Kesehatan
GERD! Pahami Gejala dan Cara Pengobatannya!
Gastroesophageal reflux disease atau lebih dikenal dengan Gerd, seringkali disamakan dengan penyakit maag karena gejalanya sekilas mirip, yaitu nyeri
TRIBUN-BALI.COM - Gastroesophageal reflux disease atau lebih dikenal dengan Gerd, seringkali disamakan dengan penyakit maag karena gejalanya sekilas mirip, yaitu nyeri dan asam lambung.
Padahal, Gerd dan penyakit maag memiliki perbedaan, mulai dari kondisi hingga gejala yang dialami penderitanya.
Dr Hasan Maulahela, SpPD-KGEH, yang berpraktik di RS Pondok Indah Jakarta, menjelaskan perbedaan antara kedua penyakit tersebut.
"Secara umum Gerd adalah penyakit yang diakibatkan refluks asam lambung di kerongkongan. Sedangkan, sakit maag itu adalah kondisi peradangan yang terjadi di bagian lambung," kata Hasan, dalam program talkshow 'Perbedaan Gerd dan maag' yang ditayangkan live di akun Facebook Kompas.com.
Baca juga: RUDAL Balistik Antar Benua, Rusia Ingatkan Barat!
Gejala khas Gerd biasanya ada rasa panas di dada, atau yang dikenal dengan sebutan heartburn, serta rasa ingin muntah atau makanan berbalik.
"Gejala lain yang tidak spesifik adalah sesak napas mirip asma, batuk kronis, perubahan suara, dan radang tenggorokan," papar Hasan.
Sedangkan untuk penyakit maag, gejala yang paling utama adalah rasa nyeri di ulu hati dan kiri atas.
Penyebab Gerd, perubahan gaya hidup yang serba cepat dan praktis, serta pola makan masyarakat yang tinggal di daerah perkotaan, berkontribusi pada peningkatan kasus Gerd.
"Kami melakukan penelitian di Jakarta, dan tren kasus Gerd meningkat, terutama pada orang di usia produktif," ujarnya.
Gerd juga dipicu oleh pola makan yang berlebihan, konsumsi makanan yang mengandung lemak, kebiasaan merokok, dan obesitas.
Baca juga: WOW! Marshel Widianto Bakal Nikahi Celine Evangelista?
"Makan makanan yang langsung banyak porsinya, bisa memicu Gerd.

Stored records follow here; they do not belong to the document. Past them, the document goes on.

Issue #3239, opened 2021-12-16
No error messages when exporting without filename


omit01:
### Description

When exporting permissions with the command `/lp export --without-users` and fogetting the name of the file to export to, there is no output to the user in the chat. But there is an error in the console because there is no name given

### Reproduction Steps

1. Go into a server (in this case a Purpur 1.17. Hotfix 2) with luckperms
2. Try to export with `/lp export --without-users`, don't give a name for the file
3. Wonder why you don't get feedback in chat and look in the console to see the error

### Expected Behaviour

An error is given in chat where Luckperms says: Command Usage ....

### Server Details

purpur-1.17.1-hotfix2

Pencetus lain dari Gerd adalah minuman berkafein seperti kopi, dan stres psikologis karena pekerjaan," kata Hasan.
Umumnya penyakit Gerd tidak berakibat fatal.
Namun pada pasien yang memiliki penyakit jantung, Gerd harus diwaspadai.
"Gerd bisa memicu detak jantung yang terlalu cepat jika terjadi terus menerus," sebutnya.
Pengobatan Gerd Dalam beberapa kasus, diperlukan tindakan endoskopi atau pemeriksaan rongga tubuh guna mengetahui kondisi pasien.
:quality(30):format(webp):focal(0.5x0.5:0.5x0.5)/bali/foto/bank/originals/ilustrasi-sakit-maagshutterstock.jpg)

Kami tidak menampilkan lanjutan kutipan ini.